The CTL Assay combines two RNA- and DNA-specific NGS library preparation panels that fully complement each other, providing internal mutations verification by comparing sequencing reads from both DNA and RNA input molecules.
"Lung cancer is one of the most deadly forms of cancer in the world, and thyroid cancer has one of the fastest growing incidence rates in the U.S." said Jason Myers, Ph.D., CEO of ArcherDX. "The overlap in targets in these diseases, especially for gene fusions, means that labs can batch samples more frequently and reduce sequencing costs."
Designed for use in high-throughput laboratories, the Archer CTL Assay employs simple, lyophilized workflows for NGS library preparation. Once sequenced, samples are analyzed using the complementary Archer Analysis software suite. Total turnaround time for running both CTL panels is 3-5 days, starting from sample extraction through sequencing and data reporting.

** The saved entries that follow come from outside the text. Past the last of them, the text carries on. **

PR #1149, opened 2022-06-17
fix: camel case for multiple capital letters

### LINKED ISSUE #570: bug: searching for method names incorrectly when there's an acronym
1. gRPC reads proto definitions and generates an object that, for each rpc in the proto definition, defines a method that would call that RPC for 
2. so if your proto has rpc SomeFunc(Request) returns (Response), and you pass this proto to gRPC, it will return an object (that we call a stub) that would have stub["someFunc"], note the camelCase
3. When stubs are generated for methods that have an acronym in them, they get generated like such: `createOsPolicyAssignment`, but the generated code looks for the method name `createOSPolicyAssignment`

We need to make sure we're looking for the right method name.

See: https://github.com/googleapis/nodejs-os-config/issues/173

### LINKED ISSUE #1148: bug: searching for method names incorrectly when there's an acronym
1. gRPC reads proto definitions and generates an object that, for each rpc in the proto definition, defines a method that would call that RPC for 
2. so if your proto has rpc SomeFunc(Request) returns (Response), and you pass this proto to gRPC, it will return an object (that we call a stub) that would have stub["someFunc"], note the camelCase
3. When stubs are generated for methods that have an acronym in them, they get generated like such: `createOsPolicyAssignment`, but the generated code looks for the method name `createOSPolicyAssignment`

We need to make sure we're looking for the right method name.

See: https://github.com/googleapis/nodejs-os-config/issues/173

alexander-fenster:
Fixes googleapis/google-cloud-node-core#570, https://github.com/googleapis/nodejs-os-config/issues/173.

`protobuf.js` and `@grpc/grpc-js` use somewhat different logic when camel-casing strings like `CreateOSPolicy`, where multiple capital letters form a word. In our current code, it will be camel-cased as `createOSPolicy`, while these libraries expect `createOsPolicy`.

Implementing a special mode to use internally for this specific case. External interfaces of the generated libraries should not be affected in any way.


baselines/naming/src/v1beta1/naming_client.ts.baseline
```diff
@@ -240,7 +240,7 @@ export class NamingClient {
     // Iterate over each of the methods that the service provides
     // and create an API call method for each.
     const namingStubMethods =
-        ['paginatedMethod', 'paginatedMethodStream', 'paginatedMethodAsync', 'longRunning', 'checkLongRunningProgress', 'initialize', 'servicePath', 'apiEndpoint', 'port', 'scopes', 'getProjectId', 'getReservedWord'];
+        ['paginatedMethod', 'paginatedMethodStream', 'paginatedMethodAsync', 'longRunning', 'checkLongRunningProgress', 'initialize', 'servicePath', 'apiEndpoint', 'port', 'scopes', 'getProjectId', 'getReservedWord', 'createAbcdeSomething'];
```
alexander-fenster, line 243: Here is the main change: if you scroll to the right, the last element of this list is `createAbcdeSomething`.  It would've been `createABCDESomething` without the fix.

sofisl (approved):

PR #1160, opened 2022-07-19
fix: proper processing of routing headers

### LINKED ISSUE #569: cloud run API: linting error in the generated code
image

```
src/v2/services_client.ts#L1035
Optional chain expressions can return undefined by design - using a non-null assertion is unsafe and wrong
```

### LINKED ISSUE #1154: cloud run API: linting error in the generated code
image

```
src/v2/services_client.ts#L1035
Optional chain expressions can return undefined by design - using a non-null assertion is unsafe and wrong
```

alexander-fenster:
Fixes googleapis/google-cloud-node-core#569.

A huge refactor of the routing header processing logic to fix the Cloud Run use case. Tested locally, the generated Cloud Run client works (successfully providing the `location` routing header).

### DIFF
--- a/baselines/routingtest/src/v1/test_service_client.ts.baseline
+++ b/baselines/routingtest/src/v1/test_service_client.ts.baseline
@@ -342,14 +342,22 @@ export class TestServiceClient {
     options = options || {};
     options.otherArgs = options.otherArgs || {};
     options.otherArgs.headers = options.otherArgs.headers || {};let routingParameter = {};
-      if ((typeof request.name !== "undefined") && RegExp('(?<database>projects)/[^/]+/databases/[^/]+/documents').test(request.name!)){
-        Object.assign(routingParameter, { database: request.name!.match(RegExp('(?<database>projects/[^/]+/databases/[^/]+)'))![0]})}
+    {
+      const fieldValue = request.name;
+      if (fieldValue !== undefined && fieldValue !== null) {
+        const match = fieldValue.toString().match(RegExp('(?<database>projects/[^/]+/databases/[^/]+)/documents'));
+        if (match) {
+          const parameterValue = match.groups?.['database'] ?? fieldValue;
+          Object.assign(routingParameter, { database: parameterValue });
+        }
+      }
+    }
 
-        options.otherArgs.headers[
-          'x-goog-request-params'
-          ] = gax.routingHeader.fromParams(
-            routingParameter
-          );
+    options.otherArgs.headers[
+      'x-goog-request-params'
+    ] = gax.routingHeader.fromParams(
+      routingParameter
+    );
     this.initialize();
     return this.innerApiCalls.fastFibonacci(request, options, callback);
   }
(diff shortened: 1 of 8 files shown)


typescript/src/util.ts
```diff
@@ -221,144 +221,35 @@ export function getResourceNameByPattern(pattern: string): string {
...
-): boolean {
-  let countOfNamedSegments = 0;
-  // Checks that resources are named
-  const regexNamed = new RegExp(/^.+=.+/);
-  const regexWildcard = new RegExp(/^{[a-zA-Z\d-]+}/);
-  pattern.forEach(element => {
-    if (regexNamed.test(element) || regexWildcard.test(element)) {
-      countOfNamedSegments++;
-    }
+export function processPathTemplate(
```
sofisl, line 224: Would you mind adding a comment for this function? I'm not quite sure what it does, or how it replaces all the deleted functions in TS.

typescript/src/schema/proto.ts
```diff
@@ -703,19 +701,20 @@ export function getSingleRoutingHeaderParam(
...
-      messageRegex: '[^/]+',
-      namedSegment: '[^/]+',
+      messageRegex: `(?<${rule.field}>.*)`,
     };
   }
   // If the annotation is malformed, then return empty interface
-  else if (getNamedSegment(rule.pathTemplate).length < 1) {
-    return dynamicRoutingRule;
-  } else {
+  else {
```
sofisl, line 708: I assume that if the annotation is malformed, those values don't get appended to the header. What happens to the request in that case?

baselines/routingtest/src/v1/test_service_client.ts.baseline
```diff
@@ -422,17 +430,33 @@ export class TestServiceClient {
...
     options.otherArgs = options.otherArgs || {};
     options.otherArgs.headers = options.otherArgs.headers || {};let routingParameter = {};
-      if ((typeof request.name !== "undefined") && RegExp('[^/]+').test(request.name!)){
-        Object.assign(routingParameter, { name: request.name!.match(RegExp('[^/]+'))![0]})}
+    {
+      const fieldValue = request.name;
+      if (fieldValue !== undefined && fieldValue !== null) {
+        const match = fieldValue.toString().match(RegExp('(?<name>.*)'));
+        if (match) {
+          const parameterValue = match.groups?.['name'] ?? fieldValue;
```
sofisl, line 438: are these changes safe to make to other APIs? (i.e., can we/should we send those values in the header for APIs other than cloud run?)

typescript/src/schema/proto.ts
alexander-fenster: At this moment, only two APIs (BigTable and CloudRun) use this functionality, and I checked that everything works :)

typescript/src/util.ts
alexander-fenster: Sure!

typescript/src/schema/proto.ts
alexander-fenster: Most likely it will fail on the backend. The client library is not supposed to validate the request, it's OK to let it through and let the backend respond.

sofisl (approved):

PR #1211, opened 2022-08-17
fix(samples): add disclaimer

sofisl:
Fixes b/240118972 internally

Labeling it as a feat so that it releases a new version of the generator, but will send the individual PRs out as docs


alexander-fenster (approved):

alexander-fenster:
`fix` should be enough to trigger a release here.

PR #1251, opened 2022-09-08
feat: option to request REST numeric enum values

alexander-fenster:
Passing an option to turn on numeric enums for REST transport down the stack.


templates/typescript_gapic/src/$version/$service_client.ts.njk
```diff
@@ -157,6 +157,11 @@ export class {{ service.name }}Client {
     const fallback = opts?.fallback ?? (typeof window !== 'undefined' && typeof window?.fetch === 'function');
     opts = Object.assign({servicePath, port, clientConfig, fallback}, opts);
     {%- endif %}
+    {%- if api.restNumericEnums %}
```
vchudnov-g, line 160: Is this inside something like `if rest` so it only gets applied when we generate REST transport?

vchudnov-g (commented):
Looks good. Just one question, which may be due to my not being familiar with the TS generator.

vchudnov-g (approved):
LGTM, though I don't claim expertise on the TS generator.

templates/typescript_gapic/src/$version/$service_client.ts.njk
alexander-fenster: As discussed - we generate almost the same code for REST and gRPC client (the only difference being the default transport), so we want to pass this option down to gax even if the client is generated as a gRPC one, because the customer might choose to use it as a REST client by passing `{fallback: 'rest'}` to the constructor.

ArcherDX addresses the bottlenecks associated with using NGS in translational research by offering a robust platform for targeted sequencing applications.

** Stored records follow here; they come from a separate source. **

PR #1307, opened 2023-02-01
feat!: convert to ESM, use Aspect build rules

alexander-fenster:
This PR consists of four commits that are logically unrelated but should go together. It might be easier to review them one by one.

1. Update baselines (copyright year and minor changes of dependency protos). This one is straightforward.

2. Change the Bazel stack to use the new Aspect rules for JavaScript and TypeScript. Unfortunately, for TypeScript, I'm currently using my fork of the rules that fixes some issues; I'll try to contribute it upstream but I'm willing to use the fork while this is in progress to unblock this repository.

3. Make the generator an ESM module. It simplifies working with new dependencies, and make TypeScript emit more predictable code (compared with the one with commonjs requires).

4. Remove fragile parts that keep breaking. We are getting rid of `gts` and `eslint` (for now, until they properly support the new ESM import syntax - I filed googleapis/google-cloud-node-core#560) and also getting rid of complicated integration tests: they were broken anyway but were reporting pass, which is the worst thing a test can do. I'll need to rethink how to make good integration tests. For now, we still have baseline test and we check that the generated libraries compile properly.

R= @noahdietz for Bazel related fixes ([this](https://github.com/googleapis/gapic-generator-typescript/commit/08fdeb29082d44cc1d2d8247fcb4a639ccf7605c) commit specifically)

R= @sofisl and @bcoe for ESM related fixes ([this](https://github.com/googleapis/gapic-generator-typescript/commit/308702115f1b9f5794d871b2b51ac45de1e60732) commit)


alexander-fenster:
@ddelgrosso1 FYI - Ben suggested I add you for the ESM conversion commit (just [this one](https://github.com/googleapis/gapic-generator-typescript/pull/1307/commits/308702115f1b9f5794d871b2b51ac45de1e60732)). This is our GAPIC generator and it's going to be an ESM app from now on. The fact that it's built by Bazel greatly complicates things.

typescript/src/util.ts
```diff
@@ -258,3 +227,43 @@ export function processPathTemplate(
 
   return {fieldSend, messageRegex};
 }
+
+// Quick'n'dirty implementation of mkdirp to avoid pulling a dependency
+export async function mkdirp(directory: string) {
```
bcoe, line 232: Node 14 should have mkdirp built in, just set `recursive = true` for any `mkdir` operations.

bcoe (changes requested):
Left a couple nits, I think there are some built in Node.js methods you could be using like `mkdir` with the recursive flag.

package.json
```diff
@@ -27,7 +28,9 @@
...
     "compile": "bazel build //...",
-    "compile-protos": "pbjs -t static-module -o protos/index.js -p node_modules/google-gax/build/protos -p protos google/api/annotations.proto google/api/field_behavior.proto google/api/resource.proto google/api/routing.proto google/longrunning/operations.proto google/protobuf/compiler/plugin.proto service_config.proto snippet_index.proto && pbts protos/index.js -o protos/index.d.ts",
+    "compile-protos-json": "pbjs -t json -o protos/protos.json -p node_modules/google-gax/build/protos -p protos google/api/annotations.proto google/api/field_behavior.proto google/api/resource.proto google/api/routing.proto google/longrunning/operations.proto google/protobuf/compiler/plugin.proto service_config.proto snippet_index.proto",
+    "compile-protos-js": "pbjs -t static-module -o protos/index.js -p node_modules/google-gax/build/protos -p protos google/api/annotations.proto google/api/field_behavior.proto google/api/resource.proto google/api/routing.proto google/longrunning/operations.proto google/protobuf/compiler/plugin.proto service_config.proto snippet_index.proto",
```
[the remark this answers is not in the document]
alexander-fenster: As in libraries, we need JSON for the code to run (we read it in the runtime), and we need JS to produce types. We are only supposed to run these commands when the protos are changed significantly.

typescript/src/util.ts
alexander-fenster: Oh nice! I target Node 18 so I'll make this change now, thank you!

typescript/test/test-application/test-js.ts
```diff
@@ -66,15 +66,15 @@ describe('Test application for JavaScript users', () => {
   it('npm install showcase', async function () {
     this.timeout(240000);
     // copy protos to generated client library and copy test application to local.
-    fs.copySync(protos, path.join(showcaseLib, 'protos'));
-    fs.copySync(jsTestApplication, localJsApplication);
+    await copy(protos, path.join(showcaseLib, 'protos'));
```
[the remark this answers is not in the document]
alexander-fenster: Awesome!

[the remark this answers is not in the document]
alexander-fenster: Changed to recursive operation.

typescript/src/schema/proto.ts
```diff
@@ -393,22 +392,26 @@ function getMethodConfig(
...
   let exactMatch: protos.grpc.service_config.IMethodConfig | undefined;
   let serviceMatch: protos.grpc.service_config.IMethodConfig | undefined;
-  for (const config of grpcServiceConfig.methodConfig) {
-    if (!config.name) {
-      continue;
-    }
-    for (const name of config.name) {
-      if (name.service === serviceName && !name.method) {
-        serviceMatch = config;
+  if (Array.isArray(grpcServiceConfig.methodConfig)) {
```
sofisl, line 395: Should there be an error or alert if methodConfig is not an array?

typescript/src/schema/proto.ts
```diff
@@ -393,22 +392,26 @@ function getMethodConfig(
...
+    for (const config of grpcServiceConfig.methodConfig) {
+      if (!config.name) {
+        continue;
       }
-      if (name.service === serviceName && name.method === methodName) {
-        exactMatch = config;
+      for (const name of config.name) {
+        if (name.service === serviceName && !name.method) {
```
sofisl, line 401: Seems kind of strange to me that this wouldn't be an if/else, because would it be possible for !name.method and name.method ==== methodName?

typescript/test/test-application/test-ts.ts
```diff
@@ -67,18 +68,18 @@ describe('Test application for TypeScript users', () => {
     this.timeout(240000);
     // copy protos to generated client library and copy test application to local.
     if (!fs.existsSync(path.join(showcaseLib, 'protos'))) {
-      fs.copySync(protos, path.join(showcaseLib, 'protos'));
+      await copy(protos, path.join(showcaseLib, 'protos'));
```
sofisl: Maybe these tests could check the existence of the files after copying?

alexander-fenster: Oh. So the thing is, in the recent commit, I removed "test applications" because they were just too flaky and were actually broken for some time. So this code is gone completely.

typescript/src/schema/proto.ts
alexander-fenster: Yes, this is a good idea to let the user know that their gRPC service config is broken. Added a warning. (failure might be too much I guess?)

typescript/src/schema/proto.ts
alexander-fenster: Agreed, if-else is more logical here. Fixed.

package.json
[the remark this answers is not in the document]
sofisl: Will this mean we need to update our scripts in generated libraries? i.e.: https://github.com/googleapis/google-cloud-node/blob/48763577ffe3a47a445c3c3f53a4801049f5d217/packages/google-appengine/package.json#L40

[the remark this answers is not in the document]
sofisl: With this in mind, might be worth testing this version of the generator with a current library

sofisl (approved):

package.json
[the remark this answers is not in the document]
alexander-fenster: No need to update scripts in the generated library, it's just for the generator in its own `package.json`. Having said that, I did test libraries.

WORKSPACE
```diff
@@ -18,10 +13,34 @@ load("@rules_proto//proto:repositories.bzl", "rules_proto_dependencies", "rules_
...
+    ts_version_from = "//:package.json",
+)
 
-yarn_install(
+# Fetch and register node, if you haven't already
+load("@rules_nodejs//nodejs:repositories.bzl", "nodejs_register_toolchains")
+nodejs_register_toolchains(
+    name = "nodejs",
+    # This is the version of Node.js that would run the generator, it's unrelated to the versions supported by the generated libraries
+    node_version = "18.12.1", # https://github.com/bazelbuild/rules_nodejs/blob/stable/nodejs/private/node_versions.bzl
```
noahdietz, line 29: Nit: can/should this be referenced from a single spot such that when you want to update this value, the other spots (e.g. CI, package.json or whatever) are also updated?

typescript/test/unit-test-runner.ts
```diff
@@ -0,0 +1,33 @@
...
+  const files = await fsp.readdir(testDirectory);
+  const tests = files.filter(file => file.endsWith('.js'));
+  for (const test of tests) {
+    mocha.addFile(path.join(process.cwd(), testDirectory, test));
+  }
+  await mocha.loadFilesAsync();
+  mocha.run((failures: number) => { process.exitCode = failures; });
+}
+
+main();
```
noahdietz: Nit: add a new line at the end of the file?

noahdietz (commented):
LGTM for bazel stuff

typescript/test/unit-test-runner.ts
alexander-fenster: It's there now!

WORKSPACE
alexander-fenster: Added a constant in `repositories.bzl` and imporing it from the workspace file. The same import will be added in the googleapis `WORKSPACE`.

bcoe (approved):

By combining proprietary Anchored Multiplexed PCR (AMP™) chemistry and easy-to-use, lyophilized reagents, Archer NGS assays generate highly enriched sequencing libraries to detect gene fusions, point mutations, CNVs and RNA abundance. Complemented by the Archer suite of bioinformatics software, ArcherDX technology dramatically enhances complex mutation identification and discovery.
ArcherDX is headquartered in Boulder, Colo., and maintains manufacturing operations in Beverly, Mass.
Note: Archer kits and analysis software are for research use only and not for use in diagnostic procedures.